The OpenCL language and ecosystem could be a lot more portable than it is today. The idea of a static OpenCL runtime coupled with an OpenCL-to-C translator would make OpenCL code theoretically runnable anywhere C and C++ can be compiled for.

High-performance multicore processors, on multi-processor blades, in multi-blade racks, are being used in medical imaging, video surveillance and homeland security applications to deliver the very high performance that is required. But the CPU-centric systems used in these imaging applications leave much to be desired in the way of size, power and cost.
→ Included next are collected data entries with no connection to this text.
PR #99, opened 2026-04-06
feat\!: Replace data_batch state machine with RAII lock accessor types

bwyogatama:
## Summary

Replace the 4-state finite state machine (`batch_state`: idle, task_created, processing, in_transit) with a 3-class design where `data_batch` is the "idle" state and all data access requires acquiring a lock through RAII accessor types.

**Core invariant:** it is impossible to read or mutate batch data without holding the appropriate lock, and move semantics make stale references a compile error.

## Design

```
data_batch (idle — owns shared_mutex + data representation)
├── Lock-free public API: get_batch_id(), subscribe(), unsubscribe(), get_state()
├── Private data accessors: get_data(), get_current_tier(), set_data()
│   └── Only accessible by friend accessor classes
│
├── read_only_data_batch (RAII shared lock, holds shared_ptr<data_batch>)
│   └── Read accessors + clone() + clone_to()
│
└── mutable_data_batch (RAII exclusive lock, holds shared_ptr<data_batch>)
    └── Read accessors + clone() + clone_to() + set_data() + convert_to()
```

### Observable state

`data_batch` exposes an atomic `batch_state` enum (`idle`, `read_only`, `mutable_locked`) via `get_state()`. Updated during every state transition. Enables the repository to filter batches by lock state.

### State transitions

**Non-static methods** (use `shared_from_this` — caller's `shared_ptr` is NOT consumed):
```cpp
auto accessor = batch->to_read_only();   // batch still valid, state = read_only
auto accessor = batch->to_mutable();     // batch still valid, state = mutable_locked
```

**Static methods** (consume accessors via move):
```cpp
auto batch = data_batch::to_idle(std::move(ro));         // ro is now consumed
```

**Locked-to-locked transitions** (static, consume via move):
```cpp
auto mut = data_batch::readonly_to_mutable(std::move(ro));   // upgrade lock
auto ro = data_batch::mutable_to_readonly(std::move(mut));   // downgrade lock
```

Non-blocking variants (`try_to_read_only`, `try_to_mutable`) return `std::optional`.

### State-filtered repository

`pop_data_batch()` replaced with state-specific FIFO pops that filter by `get_state()`:
```cpp
auto idle_batch = repo.pop_idle_data_batch();       // first batch where state == idle
auto ro_batch   = repo.pop_read_only_data_batch();  // first batch where state == read_only
auto mut_batch  = repo.pop_mutable_data_batch();    // first batch where state == mutable_locked
```

`pop_data_batch_by_id()` and `get_data_batch_by_id()` unchanged — caller checks state after retrieval.

## Breaking changes

- `data_batch` now inherits `std::enable_shared_from_this<data_batch>`
- `data_batch` has observable `batch_state` enum and `get_state()` method
- `batch_state` enum replaced (old: idle/task_created/processing/in_transit → new: idle/read_only/mutable_locked)
- **`read_only_data_batch` and `mutable_data_batch` are no longer class templates** — they always hold `std::shared_ptr<data_batch>` (the `unique_ptr` variant was unused)
- Static entry-point methods removed (`to_read_only(PtrType&&)`, `to_mutable(PtrType&&)`, `try_to_read_only(PtrType&)`, `try_to_mutable(PtrType&)`) — use non-static `shared_from_this` variants instead
- `convert_to` moved from `data_batch` (private) to `mutable_data_batch` (public)
- `mutable_data_batch` now has `clone()` and `clone_to()` (matching `read_only_data_batch`)
- `pop_data_batch()` removed — use `pop_idle_data_batch()`, `pop_read_only_data_batch()`, or `pop_mutable_data_batch()`
- `idata_batch_probe`, `data_batch_processing_handle`, `lock_for_processing_result/status` removed
- `pop_data_batch_by_id()` and `get_data_batch_by_id()` no longer take `target_state`
- `data_repository_manager::add_data_batch_impl` uses `if constexpr` instead of SFINAE

## Files changed

| Area | Files | What |
|------|-------|------|
| Core type system | `data_batch.hpp`, `data_batch.cpp` | 3-class rewrite, observable state, `enable_shared_from_this`, locked↔locked transitions, de-templatized accessors |
| Repository layer | `data_repository.hpp` | State-filtered `pop_idle/read_only/mutable_data_batch()` |
| Repository impl | `data_repository.cpp`, `data_repository_manager.cpp` | Updated type references |
| Converter | `representation_converter.cpp` | Added new batch type support |
| Tests | `test_data_batch.cpp`, `test_data_repository.cpp`, `test_data_repository_manager.cpp` | Full rewrite + new state/transition/filtered-pop tests |

## Test plan

- [x] `pixi run build` compiles cleanly (all 68 targets)
- [x] `pixi run test` passes (43 test cases, 1116 assertions for `[data_batch]`)
- [x] Non-blocking `try_to_read_only` / `try_to_mutable` return `nullopt` when lock is held
- [x] `get_state()` returns correct value after every transition type
- [x] State-filtered pops skip batches in wrong state
- [x] Non-static transitions preserve caller's `shared_ptr`
- [x] `readonly_to_mutable` / `mutable_to_readonly` upgrade/downgrade correctly
- [x] `clone()` / `clone_to()` work on both `read_only_data_batch` and `mutable_data_batch`
- [x] `convert_to` on `mutable_data_batch` works with GPU sync
- [x] Accessor classes compile without template parameter (de-templatized)

### DIFF
--- a/include/cucascade/data/data_batch.hpp
+++ b/include/cucascade/data/data_batch.hpp
@@ -39,6 +39,15 @@ class memory_space;
 
 namespace cucascade {
 
+/**
+ * @brief Observable state of a data_batch.
+ *
+ * Tracks whether the batch is idle, shared-locked (read_only), or
+ * exclusively-locked (mutable_locked). Updated atomically during
+ * state transitions.
+ */
+enum class batch_state { idle, read_only, mutable_locked };
+
 // Forward declarations -- required before data_batch because it friends them.
 template <typename PtrType>
 class read_only_data_batch;
@@ -60,7 +69,7 @@ class mutable_data_batch;
  * @note Non-copyable and non-movable. The object itself never moves; only the
  *       smart pointer to it is transferred between states.
  */
-class data_batch {
+class data_batch : public std::enable_shared_from_this<data_batch> {
  public:
   // -- Construction --
 
@@ -119,8 +128,17 @@ class data_batch {
    */
   size_t get_subscriber_count() const;
 
+  /**
+   * @brief Get the observable lock state of this batch.
+   *
+   * Atomic, lock-free. Returns the current state: idle, read_only, or
+   * mutable_locked. Updated during every state transition.
+   *
+   * @return The current batch_state.
+   */
+  batch_state get_state() const { return _state.load(std::memory_order_relaxed); }
+
   // -- Static transition methods (D-13/D-14/D-15/D-17) --
-  // All transitions go through idle -- no locked-to-locked shortcuts.
 
   /**
    * @brief Transition from idle to read-only (shared lock).
@@ -197,6 +215,76 @@ class data_batch {
   template <typename PtrType>
   [[nodiscard]] static std::optional<mutable_data_batch<PtrType>> try_to_mutable(PtrType& batch);
 
+  // -- Non-static transitions (shared_ptr only, via shared_from_this) --
+  // The caller's shared_ptr is NOT consumed. These only work when the
+  // data_batch is managed by a shared_ptr (throws bad_weak_ptr otherwise).
+
+  /**
+   * @brief Transition from idle to read-only (shared lock) without consuming the caller's pointer.
+   *
+   * Uses shared_from_this() to obtain a new shared_ptr. Blocks until the
+   * shared lock is acquired.
+   *
+   * @return A read_only_data_batch holding the shared lock.
+   */
+  [[nodiscard]] read_only_data_batch<std::shared_ptr<data_batch>> to_read_only();
+
+  /**
+   * @brief Transition from idle to mutable (exclusive lock) without consuming the caller's pointer.
+   *
+   * Uses shared_from_this() to obtain a new shared_ptr. Blocks until the
+   * exclusive lock is acquired.
+   *
+   * @return A mutable_data_batch holding the exclusive lock.
+   */
+  [[nodiscard]] mutable_data_batch<std::shared_ptr<data_batch>> to_mutable();
+
+  /**
+   * @brief Try to transition from idle to read-only (non-blocking, shared_ptr only).
+   *
+   * @return An optional containing the read-only accessor on success, or
+   *         std::nullopt if the lock could not be acquired immediately.
+   */
+  [[nodiscard]] std::optional<read_only_data_batch<std::shared_ptr<data_batch>>> try_to_read_only();
+
+  /**
+   * @brief Try to transition from idle to mutable (non-blocking, shared_ptr only).
+   *
+   * @return An optional containing the mutable accessor on success, or
+   *         std::nullopt if the lock could not be acquired immediately.
+   */
+  [[nodiscard]] std::optional<mutable_data_batch<std::shared_ptr<data_batch>>> try_to_mutable();
+
+  // -- Locked-to-locked static transitions --
+
+  /**
+   * @brief Transition from read-only to mutable (upgrade lock).
+   *
+   * Releases the shared lock, then acquires an exclusive lock (may block).
+   * The source accessor is consumed via move.
+   *
+   * @tparam PtrType Smart pointer type (shared_ptr or unique_ptr to data_batch).
+   * @param accessor Rvalue reference to the read-only accessor (consumed).
+   * @return A mutable_data_batch holding the exclusive lock.
+   */
+  template <typename PtrType>
+  [[nodiscard]] static mutable_data_batch<PtrType> readonly_to_mutable(
+    read_only_data_batch<PtrType>&& accessor);
+
+  /**
+   * @brief Transition from mutable to read-only (downgrade lock).
+   *
+   * Releases the exclusive lock, then acquires a shared lock (may block).
+   * The source accessor is consumed via move.
+   *
+   * @tparam PtrType Smart pointer type (shared_ptr or unique_ptr to data_batch).
+   * @param accessor Rvalue reference to the mutable accessor (consumed).
+   * @return A read_only_data_batch holding the shared lock.
+   */
+  template <typename PtrType>
+  [[nodiscard]] static read_only_data_batch<PtrType> mutable_to_readonly(
+    mutable_data_batch<PtrType>&& accessor);
+
  private:
   // -- Friend declarations (D-24/REPO-04) --
   template <typename PtrType>
@@ -245,10 +333,11 @@ class data_batch {
                   rmm::cuda_stream_view stream);
 
   // -- Members --
-  const uint64_t _batch_id;                     ///< Immutable batch identifier
-  std::unique_ptr<idata_representation> _data;  ///< Owned data representation
-  mutable std::shared_mutex _rw_mutex;          ///< Reader-writer mutex
-  std::atomic<size_t> _subscriber_count{0};     ///< Atomic subscriber interest count
+  const uint64_t _batch_id;                            ///< Immutable batch identifier
+  std::unique_ptr<idata_representation> _data;         ///< Owned data representation
+  mutable std::shared_mutex _rw_mutex;                 ///< Reader-writer mutex
+  std::atomic<size_t> _subscriber_count{0};            ///< Atomic subscriber interest count
+  std::atomic<batch_state> _state{batch_state::idle};  ///< Observable lock state
 };
 
 /**
@@ -454,6 +543,7 @@ read_only_data_batch<PtrType> data_batch::to_read_only(PtrType&& batch)
 {
   auto ptr = std::move(batch);
   std::shared_lock<std::shared_mutex> lock(ptr->_rw_mutex);
+  ptr->_state.store(batch_state::read_only, std::memory_order_relaxed);
   return read_only_data_batch<PtrType>(std::move(ptr), std::move(lock));
 }
 
@@ -464,6 +554,7 @@ mutable_data_batch<PtrType> data_batch::to_mutable(PtrType&& batch)
 {
   auto ptr = std::move(batch);
   std::unique_lock<std::shared_mutex> lock(ptr->_rw_mutex);
+  ptr->_state.store(batch_state::mutable_locked, std::memory_order_relaxed);
   return mutable_data_batch<PtrType>(std::move(ptr), std::move(lock));
 }
 
@@ -473,6 +564,7 @@ template <typename PtrType>
 PtrType data_batch::to_idle(read_only_data_batch<PtrType>&& accessor)
 {
   auto ptr = std::move(accessor._batch);
+  ptr->_state.store(batch_state::idle, std::memory_order_relaxed);
   accessor._lock.unlock();
   return ptr;
 }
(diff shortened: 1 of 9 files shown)


bwyogatama:
One thing that I still don't know is the best API to pop `data_batch` from the repository with this new model. Previously we passed in the `batch_state` that we want to transition it into, which I think is not a good API but it allows us to skip `data_batch` that does not meet the state machine requirement to transition to that state. 

For example, when popping data batch from the repo for downgrade it allows us to skip data batch that's currently in the `in_processing`. 

But right now, since the state is gone, we will just pop `data_batch` from repository in a FIFO manner and it's up to the caller what do they want to do with it. The problem is now we might run into a 'pop and then insert again' scenarios where we pop a data batch, notice that we cannot downgrade cause a task is executing on it, and have to insert again to the repo.

Let me know if people have some ideas @aminaramoon @dhruv9vats

dhruv9vats:
Thanks for the refactor @bwyogatama !

> I think we cannot do enable_shared_from_this because we want data_batch to work for shared_ptr<data_batch> and unique_ptr<data_batch>. Sirius use shared_ptr<data_batch> but other engine might want to use unique_ptr<data_batch>

These are, IMO, 2 different use cases. The current use case we are addressing is: we want to be able to have multiple readers + enforce a single writer in a streamlined fashion using standard sync utilities (shared_lock / unique_lock). If we remove `shared_from_this`, we lose the ability to extend the lifetime of the `synchronized_data_batch` when we create a read_only (shallow) copy of the object. Which means, the responsibility of managing the lifetime of the original object now again lies in the hands of the end user, since we are propagating raw pointers when we get the read-only / mutable _views_ of the `synchronized_data_batch`. I believe we dont want to do that especially since we have the option to ensure it ourselves.

include/cucascade/data/data_batch.hpp
```diff
@@ -42,526 +41,198 @@ class memory_space;
...
+ * synchronized_data_batch owns an inner data_batch (pure data, no locking) and a
+ * std::shared_mutex. Access to the inner data_batch is only possible through RAII accessor
+ * types (read_only_data_batch, mutable_data_batch) that bundle lock lifetime with data access.
  *
- * Applications may implement this interface to hold additional application specific
- * data_batch metadata while probing the data_batch by overriding the provided methods
- * that expose the data_batch state when certain events occur, like state transitions.
+ * Key characteristics:
+ * - Compiler-enforced read/write separation via accessor types
+ * - PtrType agnostic — works with shared_ptr, unique_ptr, or stack allocation
```
dhruv9vats: I think we dont want this to be PtrType agnostic, we are intentionally keeping it so this is only shared_ptr.

include/cucascade/data/data_batch.hpp
```diff
@@ -42,526 +41,198 @@ class memory_space;
...
-   * @brief Construct a handle from a shared_ptr (stores weak_ptr; does not keep batch alive).
-   *
-   * @param batch shared_ptr to the data_batch to manage
-   */
-  explicit data_batch_processing_handle(std::shared_ptr<data_batch> batch)
-    : _batch(batch ? std::optional<std::weak_ptr<data_batch>>(std::move(batch)) : std::nullopt)
-  {
-  }
+   private:
+    friend class synchronized_data_batch;
```
dhruv9vats: It is okay to be explicit, but I believe we dont need the friend class declarations.

include/cucascade/data/data_batch.hpp
```diff
@@ -42,526 +41,198 @@ class memory_space;
...
+    data_batch(uint64_t batch_id, std::unique_ptr<idata_representation> data);
+
+    uint64_t _batch_id;
+    std::unique_ptr<idata_representation> _data;
+  };
 
   /**
-   * @brief Destructor decrements processing count and potentially transitions state.
+   * @brief RAII read-only accessor. Borrows the parent, does not extend lifetime.
```
dhruv9vats: We _want_ to extend the lifetime.

include/cucascade/data/data_batch.hpp
```diff
@@ -42,526 +41,198 @@ class memory_space;
...
+   public:
+    const data_batch* operator->() const { return &(parent_->_batch); }
+    const data_batch& operator*() const { return parent_->_batch; }
 
-  // Move-only semantics
-  data_batch_processing_handle(const data_batch_processing_handle&)            = delete;
-  data_batch_processing_handle& operator=(const data_batch_processing_handle&) = delete;
+    /**
+     * @brief Downgrade from mutable → read-only.
+     * Internally releases unique lock, then blocks until shared lock acquired.
```
dhruv9vats: > then blocks until

I feel the user should be allowed to make this decision, and inspect if they can get a write lock quickly or not.

include/cucascade/data/data_batch.hpp
```diff
@@ -42,526 +41,198 @@ class memory_space;
...
-  success,
-  task_not_created,
-  invalid_state,
-  memory_space_mismatch,
-  missing_data,
-  not_attempted
-};
+    /**
+     * @brief Upgrade from read-only → mutable.
+     * Internally releases shared lock, then blocks until unique lock acquired.
```
dhruv9vats: Again, should be the users choice whether they want to wait or not.

dhruv9vats:
> idata_batch_probe, ... removed

We would need the probing ability for planned observability in the near future. We should think about how we want to do that.

include/cucascade/data/data_batch.hpp
```diff
@@ -42,526 +41,198 @@ class memory_space;
...
+  std::optional<mutable_data_batch> try_get_mutable();
 
-  /**
-   * @brief Blocking call: wait until the batch can accept a new task, then create it.
-   *
-   * Blocks until the batch leaves in_transit state, then performs the same transition
-   * as try_to_create_task(). Always succeeds when it returns.
-   */
-  void wait_to_create_task();
+  // -- Immutable field exposed on wrapper (lock-free, for repository lookups) --
```
dhruv9vats: The use of `const` for the `batch_id_` field in the `data_batch` should be considered.

include/cucascade/data/data_batch.hpp
```diff
@@ -42,526 +41,198 @@ class memory_space;
...
-   * @brief Blocking call: wait until the batch can be locked for in-transit, then lock it.
-   *
-   * Blocks until processing_count == 0 and the batch is in idle or task_created state,
-   * then performs the same transition as try_to_lock_for_in_transit(). Always succeeds
-   * when it returns.
-   */
-  void wait_to_lock_for_in_transit();
+  bool subscribe();
+  void unsubscribe();
+  size_t get_subscriber_count() const;
```
dhruv9vats: Could you add some doc string to elaborate on the use case of these explicit counters? Is this something where the shared_ptr provided [use_count](https://en.cppreference.com/w/cpp/memory/shared_ptr/), and [unique](https://en.cppreference.com/w/cpp/memory/shared_ptr/unique.html) will not suffice? Or did you intend to keep counters of the number of read copies there are currently active or something like that?

dhruv9vats:
> One thing that I still don't know is the best API to pop `data_batch` from the repository with this new model. Previously we passed in the `batch_state` that we want to transition it into, which I think is not a good API but it allows us to skip `data_batch` that does not meet the state machine requirement to transition to that state.
> 
> For example, when popping data batch from the repo for downgrade it allows us to skip data batch that's currently in the `in_processing`.
> 
> But right now, since the state is gone, we will just pop `data_batch` from repository in a FIFO manner and it's up to the caller what do they want to do with it. The problem is now we might run into a 'pop and then insert again' scenarios where we pop a data batch, notice that we cannot downgrade cause a task is executing on it, and have to insert again to the repo.
> 
> Let me know if people have some ideas @aminaramoon @dhruv9vats

we can circumvent this by having an API on the data repository along the lines of `try_pop` that basically goes through all the batches it has in some order (maybe even a configurable order), and tries to obtain a write lock on each. The first batch on which a write lock is obtained is returned. So basically:

```cpp
std::optional<mutable_data_batch> try_pop() {
	std::optional<mutable_data_batch> result = std::nullopt;
	auto position = std::ranges::find_if(batches_, [&to_return](std::shared_ptr<synchronized_data_batch>& batch) { 			
		result = batch.try_get_mutable();
		return result != std::nullopt;
	});
	if (pos != batches_.end()) {
		std::erase(pos);
	}

	return result;
}
```
or something like this. And then have a blocking API that can be used if none of the batches can be readily downgraded.

mbrobbel:
/ok to test [acd69dd](https://github.com/NVIDIA/cuCascade/pull/99/commits/acd69dd80d8fe85d1b8d58c0665db84b3e8b73af)

mbrobbel:
/ok to test [b45fa20](https://github.com/NVIDIA/cuCascade/pull/99/commits/b45fa2060aaef27b6da3e73d9e35cc273928207e)

src/data/data_batch.cpp
```diff
@@ -16,455 +16,156 @@
...
-data_batch::data_batch(uint64_t batch_id,
-                       std::unique_ptr<idata_representation> data,
-                       std::unique_ptr<idata_batch_probe> probe)
-  : _batch_id(batch_id), _data(std::move(data)), _probe(std::move(probe))
+bool data_batch::subscribe()
 {
-  std::unique_lock<std::mutex> lock(_mutex);
-  update_state_to(batch_state::idle, lock);
+  _subscriber_count.fetch_add(1, std::memory_order_relaxed);
+  return true;
```
wmalpica, line 34: This always returns true, which is not what the function description in the header says. 
Do we even need this to return a bool? what is the intended purpose?

wmalpica (changes requested):

src/data/data_batch.cpp
```diff
@@ -16,455 +16,156 @@
...
-      ++_task_created_count;
-      should_notify = true;
-      success       = true;
-    }
-  }
-  if (should_notify) { _internal_cv.notify_all(); }
-  if (should_notify && cv_to_notify) { cv_to_notify->notify_all(); }
-  return success;
+  auto ptr = std::move(accessor._batch);
+  ptr->_state.store(batch_state::idle, std::memory_order_relaxed);
```
wmalpica: If we have multiple read_only_data_batch, then just converting one to idle should not set the sate to idle. 
Additionally, read_only_data_batch destructor should basically do the same thing as what this function is trying to do.

src/data/data_batch.cpp
```diff
@@ -16,455 +16,156 @@
...
-      cv_to_notify = _state_change_cv;
-    }
-    // Always increment and always notify: wait_to_lock_for_processing waits on
-    // _internal_cv checking _task_created_count > 0, so it must be woken here.
-    ++_task_created_count;
-  }
-  _internal_cv.notify_all();
-  if (cv_to_notify) { cv_to_notify->notify_all(); }
+  auto ptr = std::move(accessor._batch);
+  ptr->_state.store(batch_state::idle, std::memory_order_relaxed);
```
wmalpica: mutable_data_batch destructor should do what this is basically trying to do. The state needs to be reset upon the mutable_data_batch destruction

wmalpica (changes requested):

bwyogatama:
Replaced by #117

For example, large racks populated with CPU blades and loud fans have been deployed in MRI and CT scanning equipment, often with ASICs and FPGAs as additional performance-boosting offload engines. But conventional sequential microprocessors and coding languages have run their courses and are ill-prepared for the faster real-time performance and smaller system size demands of next-generation, high-performance multicore applications. Current-generation imaging applications have exhausted every method for squeezing additional performance out of their multicore platforms. First, microprocessor vendors deepened on-die caches, created single instruction multiple data (SIMD) instruction set extensions to process media streams, and then implemented multi-threading and clock-frequency scaling. However, imaging applications typically operate on data sets that are an order of magnitude larger than caches, which better serve traditional code and static (re-used) data. Although the rest of the performance-enhancing techniques have helped image processing, here we talk about an efficient and scalable way to attack the problem by looking outside of the box, or traditional architecture in this case.

A fresh new approach is needed for these applications, and that can now be realized thanks to the advances in graphics processing units (GPUs) and innovative, open and royalty-free programming standards for general-purpose computations on heterogeneous systems that are developing around them, such as The Open Computing Language (OpenCL).

Figure 1: Typical OpenCL Software Framework

Big Performance in Small Packages
Driven by the demands of PC gamers and movie studios, graphics processors have evolved in a relatively short period of time into specialized supercomputers that pack Teraflops of floating-point compute horsepower onto a single PCI Express add-in graphics card. With hundreds of computing cores, modern GPUs are much more scalable than the handful of cores offered in a CPU-centric paradigm. And now, the massively-parallel processing logic once dedicated to specific 3D graphics-processing tasks has become more flexible and programmable. Enhancements to the GPUs have enabled these processors to address a wider range of applications. While not suitable to accelerating every application, those with similar characteristics to graphics workloads can achieve significant improvements in performance and power efficiency by exploiting the GPU. The best-suited applications are characterized by many, largely independent tasks ideally operating on large, regularly structured data sets. The low-power GPUs used for these applications are capable of performance ranges of hundreds of Gigaflops to over a Teraflop.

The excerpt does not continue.